PR #274, opened 2021-12-14
Add torsf statistics

FedericoCeratto:
Initial implementation.
Related to https://github.com/ooni/ooni.org/issues/768

### DIFF
--- a/newapi/ooniapi/measurements.py
+++ b/newapi/ooniapi/measurements.py
@@ -1198,6 +1198,98 @@ def get_aggregated():
         return jsonify({"v": 0, "error": str(e)})
 
 
+@api_msm_blueprint.route("/v1/torsf_stats")
+@metrics.timer("get_torsf_stats")
+def get_torsf_stats():
+    """Tor Pluggable Transports statistics
+    Average / percentiles / total_count grouped by day
+    Either group-by or filter by probe_cc
+    Returns a format similar to get_aggregated
+    ---
+    parameters:
+      - name: probe_cc
+        in: query
+        type: string
+        description: The two letter country code
+        minLength: 2
+      - name: since
+        in: query
+        type: string
+        description: >-
+          The start date of when measurements were run (ex.
+          "2016-10-20T10:30:00")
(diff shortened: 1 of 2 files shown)


newapi/ooniapi/measurements.py
```diff
@@ -1198,6 +1198,98 @@ def coalsum(name):
...
+    query = query.group_by(column("measurement_start_day"), column("probe_cc"))
+    query = query.order_by(column("measurement_start_day"), column("probe_cc"))
+
+    try:
+        # disable bitmapscan otherwise PG uses the BRIN indexes instead of BTREE
+        current_app.db_session.execute("SET enable_seqscan=false;")
+        q = current_app.db_session.execute(query, query_params)
+        result = []
+        for row in q:
+            row = dict(row)
```
hellais, line 1281: Should something be done to ensure that the returned data has no "holes" in it? That is to say fill in all dates that have no data for them with an empty datum like we do for other endpoints.

newapi/tests/integ/test_torsf_stats.py
```diff
@@ -0,0 +1,47 @@
...
+
+    response = client.get(url)
+    assert response.status_code == 200
+    assert response.is_json
+    return response.json
+
+
+@pytest.mark.skipif(not pytest.proddb, reason="use --proddb to run")
+def test_torsf_stats_cc(client, log):
+    url = "torsf_stats?probe_cc=IT&since=2021-07-28&until=2021-07-29"
```
hellais, line 20: Do we have some metrics where `anomaly_count` is > 0? If so it might be worth adding a sample check for that too.

hellais (approved):
Left two minor comments, but otherwise looks good to go.

newapi/ooniapi/measurements.py
FedericoCeratto: We don't do this in the aggregation API as the amount of processing and data transfer could increase a lot in some cases. We could add it in future and treat it as optional.

PR #172, opened 2018-04-11
MAINT: check that foreground is totally within detector

andyfaff:
check that foreground is totally within detector and that background pixels are totally within detector


andyfaff:
There is also a rough check to compare the foreground width to the estimated beam size on the detector. If the two are radically different then a warning is raised. However, the test is not foolproof, but may flag more egregious cases.

PR #175, opened 2018-05-03
BUG: all Parameter instances were sharing same Interval instance

andyfaff:
All `Parameter` instances were sharing the same `Interval` instance, a reasonably bad bug.


andyfaff:
The fact that it hadn't been discovered so far meant that it probably hasn't affected user work, it's obvious when you stumble upon it.

PR #193, opened 2018-07-01
MAINT: check var pars aren't changing

andyfaff:


igresh:
This merge removes the capacity to serialise-deserialise the curvefitter object (useful for large fitting problems and sharing/saving results).

A use-case for this is:
```python
fitter.sample(10)
pickle.dump(fitter, open('fitter.pkl', 'wb'))
# Restart the session for some reason
# Decide that you want to do a bit more sampling with the fitter
fitter = pickle.load(open('fitter.pkl', 'rb'))
fitter.sample(10)
```

The issue seems to be in CurveFitter._check_vars_unchanged(), which will raise a `RuntimeError` if an identical copy (but different `id()`) of the previous `varying_parameters()` are used. 

An easy fit would be to change the error to a warning?

andyfaff:
Ok, gotcha. The PR was designed to pick up if people were chopping and changing fitting parameters during the lifetime of the curvefitter. Unfortunately there are side effects, which you've just discovered. I'll look into it.

PR #198, opened 2018-07-10
MAINT: facilitate pickling of curvefitter

andyfaff:


andyfaff:
I think the tests are passing, but there is something going on with appveyor at the moment.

━━━━━━━━

* **AIM OF THE EXERCISE**
Line by line, print the records above exactly as they stand.

* **SOLUTION FOR THIS EXERCISE**
PR #274, opened 2021-12-14
Add torsf statistics

FedericoCeratto:
Initial implementation.
Related to https://github.com/ooni/ooni.org/issues/768

### DIFF
--- a/newapi/ooniapi/measurements.py
+++ b/newapi/ooniapi/measurements.py
@@ -1198,6 +1198,98 @@ def get_aggregated():
         return jsonify({"v": 0, "error": str(e)})
 
 
+@api_msm_blueprint.route("/v1/torsf_stats")
+@metrics.timer("get_torsf_stats")
+def get_torsf_stats():
+    """Tor Pluggable Transports statistics
+    Average / percentiles / total_count grouped by day
+    Either group-by or filter by probe_cc
+    Returns a format similar to get_aggregated
+    ---
+    parameters:
+      - name: probe_cc
+        in: query
+        type: string
+        description: The two letter country code
+        minLength: 2
+      - name: since
+        in: query
+        type: string
+        description: >-
+          The start date of when measurements were run (ex.
+          "2016-10-20T10:30:00")
(diff shortened: 1 of 2 files shown)


newapi/ooniapi/measurements.py
```diff
@@ -1198,6 +1198,98 @@ def coalsum(name):
...
+    query = query.group_by(column("measurement_start_day"), column("probe_cc"))
+    query = query.order_by(column("measurement_start_day"), column("probe_cc"))
+
+    try:
+        # disable bitmapscan otherwise PG uses the BRIN indexes instead of BTREE
+        current_app.db_session.execute("SET enable_seqscan=false;")
+        q = current_app.db_session.execute(query, query_params)
+        result = []
+        for row in q:
+            row = dict(row)
```
hellais, line 1281: Should something be done to ensure that the returned data has no "holes" in it? That is to say fill in all dates that have no data for them with an empty datum like we do for other endpoints.

newapi/tests/integ/test_torsf_stats.py
```diff
@@ -0,0 +1,47 @@
...
+
+    response = client.get(url)
+    assert response.status_code == 200
+    assert response.is_json
+    return response.json
+
+
+@pytest.mark.skipif(not pytest.proddb, reason="use --proddb to run")
+def test_torsf_stats_cc(client, log):
+    url = "torsf_stats?probe_cc=IT&since=2021-07-28&until=2021-07-29"
```
hellais, line 20: Do we have some metrics where `anomaly_count` is > 0? If so it might be worth adding a sample check for that too.

hellais (approved):
Left two minor comments, but otherwise looks good to go.

newapi/ooniapi/measurements.py
FedericoCeratto: We don't do this in the aggregation API as the amount of processing and data transfer could increase a lot in some cases. We could add it in future and treat it as optional.

PR #172, opened 2018-04-11
MAINT: check that foreground is totally within detector

andyfaff:
check that foreground is totally within detector and that background pixels are totally within detector


andyfaff:
There is also a rough check to compare the foreground width to the estimated beam size on the detector. If the two are radically different then a warning is raised. However, the test is not foolproof, but may flag more egregious cases.

PR #175, opened 2018-05-03
BUG: all Parameter instances were sharing same Interval instance

andyfaff:
All `Parameter` instances were sharing the same `Interval` instance, a reasonably bad bug.


andyfaff:
The fact that it hadn't been discovered so far meant that it probably hasn't affected user work, it's obvious when you stumble upon it.

PR #193, opened 2018-07-01
MAINT: check var pars aren't changing

andyfaff:


igresh:
This merge removes the capacity to serialise-deserialise the curvefitter object (useful for large fitting problems and sharing/saving results).

A use-case for this is:
```python
fitter.sample(10)
pickle.dump(fitter, open('fitter.pkl', 'wb'))
# Restart the session for some reason
# Decide that you want to do a bit more sampling with the fitter
fitter = pickle.load(open('fitter.pkl', 'rb'))
fitter.sample(10)
```

The issue seems to be in CurveFitter._check_vars_unchanged(), which will raise a `RuntimeError` if an identical copy (but different `id()`) of the previous `varying_parameters()` are used. 

An easy fit would be to change the error to a warning?

andyfaff:
Ok, gotcha. The PR was designed to pick up if people were chopping and changing fitting parameters during the lifetime of the curvefitter. Unfortunately there are side effects, which you've just discovered. I'll look into it.

PR #198, opened 2018-07-10
MAINT: facilitate pickling of curvefitter

andyfaff:


andyfaff:
I think the tests are passing, but there is something going on with appveyor at the moment.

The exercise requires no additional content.